SA desperately needs economic transformation of railways
SA desperately needs economic transformation of railways
The freight and passenger railway systems in South Africa are in a chronic state of disorder after more than 20 years of mismanagement, malfeasance, criminal looting, and wastage. NICK PORÉE says complete economic transformation of railways is desperately needed.
In the South African economic model, the private sector is responsible for managerial competence and responsibility, performance, wealth creation, and growth. The government, on the other hand, favours cadre deployment, corruption, business failure, and managerial immunity from consequences. Nowhere is this more evident than in the railway sector, which is in a chronic state of disorder.
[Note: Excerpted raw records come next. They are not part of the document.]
PR #5393, opened 2024-01-19
Prevent stale/orphaned Doctrine data when using DQL/SQL [MAILPOET-5845]

JanJakes:
## Description

This is a more proper fix and refactor of https://github.com/mailpoet/mailpoet/pull/5374, plus a few more improvements and entity manager clearing between runs.

See also: https://mailpoetdev.wordpress.com/2024/01/19/issue-with-stuck-post-notifications/

## Code review notes

_N/A_

## QA notes

Please, test that post notifications get scheduled and sent (and don't get stuck). Please, try a larger list, if possible.

It would also be good to smoke test other types of sending, and background jobs.

## Linked PRs

_N/A_

## Linked tickets

[MAILPOET-5845]

## After-merge notes

_N/A_

## Tasks

[MAILPOET-5845]: https://mailpoet.atlassian.net/browse/MAILPOET-5845?atlOrigin=eyJpIjoiNWRkNTljNzYxNjVmNDY3MDlhMDU5Y2ZhYzA5YTRkZjUiLCJwIjoiZ2l0aHViLWNvbS1KU1cifQ

### DIFF
--- a/mailpoet/lib/API/JSON/v1/Newsletters.php
+++ b/mailpoet/lib/API/JSON/v1/Newsletters.php
@@ -15,6 +15,7 @@ use MailPoet\Entities\SendingQueueEntity;
 use MailPoet\InvalidStateException;
 use MailPoet\Listing;
 use MailPoet\Newsletter\Listing\NewsletterListingRepository;
+use MailPoet\Newsletter\NewsletterDeleteController;
 use MailPoet\Newsletter\NewsletterSaveController;
 use MailPoet\Newsletter\NewslettersRepository;
 use MailPoet\Newsletter\NewsletterValidator;
@@ -73,6 +74,8 @@ class Newsletters extends APIEndpoint {
   /** @var NewsletterSaveController */
   private $newsletterSaveController;
 
+  private NewsletterDeleteController $newsletterDeleteController;
+
   /** @var NewsletterUrl */
   private $newsletterUrl;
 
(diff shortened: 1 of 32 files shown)


alex-mpoet (commented):
@JanJakes Looks good overall!

But I'm seeing all these `deleteByNewsletterIds()` (and variations like `removeNewsletterDataByNewsletterIds()`, `newsletterRepository->deleteByIds()`) methods duplicated in so many repositories, they differ only in class name passed to them, can they be unified and extracted to a trait?

JanJakes:
@alex-mpoet That's a good idea. It makes me think, if I can add some sort of more generic helper to the parent repository class for these bulk actions. I'll check it out.

JanJakes:
@alex-mpoet I tried to use [Doctrine Criteria](https://www.doctrine-project.org/projects/doctrine-collections/en/stable/expression-builder.html) for this to automatically do both deletes and the in-memory cleanup, such as:

```php
// in any repository
$this->deleteAll(new Criteria(Criteria::expr()->in('id', $ids)));
```

The idea is that I could apply criteria to the SQL query (query builder) as well as to the in memory data (collection). I [implemented it](https://github.com/mailpoet/mailpoet/tree/doctrine-bulk-actions-criteria), but during testing, I realized the criteria evaluation for collections was poorly implemented and I couldn't reliably use it. There were issues, such as the inability to use IDs for relations (I needed to fetch entity references), and even worse, their `IN` operator compares objects non-strictly (like `==`), which recurses the whole object tree and can cause infinite depth with circular references.

So, I threw that away and wanted to try a trait, but that's not easy either, because the `deleteByNewsletterIds` calls parent repository function (`detachAll`), and needs private properties (`$this->entityManager`).

So, I think I would leave it this way for now. We'll see what more we'll need to do, regarding the Doctrine bulk actions.

alex-mpoet (approved):
Thanks for looking into it and trying to fix it! I agree, it's worth looking into Doctrine bulk actions later to see if any improvements are possible.

Aschepikov (approved):
GJ!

The recent reflection by the Deputy President that maybe it is time to engage private sector competence to rectify the situation is at least 10 years overdue. That the Ministers – who are the owner representatives responsible for the public entities – are still in their jobs is an indictment of the government’s failure to appreciate the seriousness of the situation.
All the state-owned enterprises (SOEs) “managed” by the Department of Public Enterprises have suffered from the same lack of managerial competence and direction: Eskom, South African Airways (SAA), Transnet Freight Rail (TFR), all South African ports, and most of the other “business” activities of the government.
The succession of Ministers of Transport and their directors-general without any transport competence has totally failed to provide direction to the Passenger Rail Agency of South Africa (PRASA). The result is that PRASA has now been so vandalised that it is probably impossible and at least impractical to resuscitate it. Furthermore, the agency cannot compete with the mass of taxis that have filled the vacuum.
For any competent observer of the freight transport scene over the past 40 years, it is apparent that the only sensible systemic decision made by government has been to deregulate road freight transport. That move was forced by the negative drag of the railway monopoly on the economy of the country. The road freight transport sector provides the main logistical support for production, imports, and exports. Continual restructuring, attrition, and incompetence have left the railway with a bleak future as a logistics provider, dependent on coal and iron ore, as well as a few captive bulk commodities. Most South African industries have long ceased to either consider railway usage or provision for rail freight in their logistics planning.
Transnet posted a loss of R8 billion in 2021, after losing the coal export industry nine million tonnes (mt) of exports. Total freight rail volume performance declined to 183,29 mt – 13,66% lower than the 212,3 mt of 2020, a decline that has been ascribed to the Covid pandemic.
There were contractions in most sectors in 2021 compared to the previous year:
- General freight volumes declined by 21,72% (63,4 mt in 2021 vs 80,99 mt in 2020)
- Export coal declined by 7,76% (66,9 mt vs 72,53 mt)
- Export iron ore declined by 9,77% (53,0 mt vs 58,85 mt)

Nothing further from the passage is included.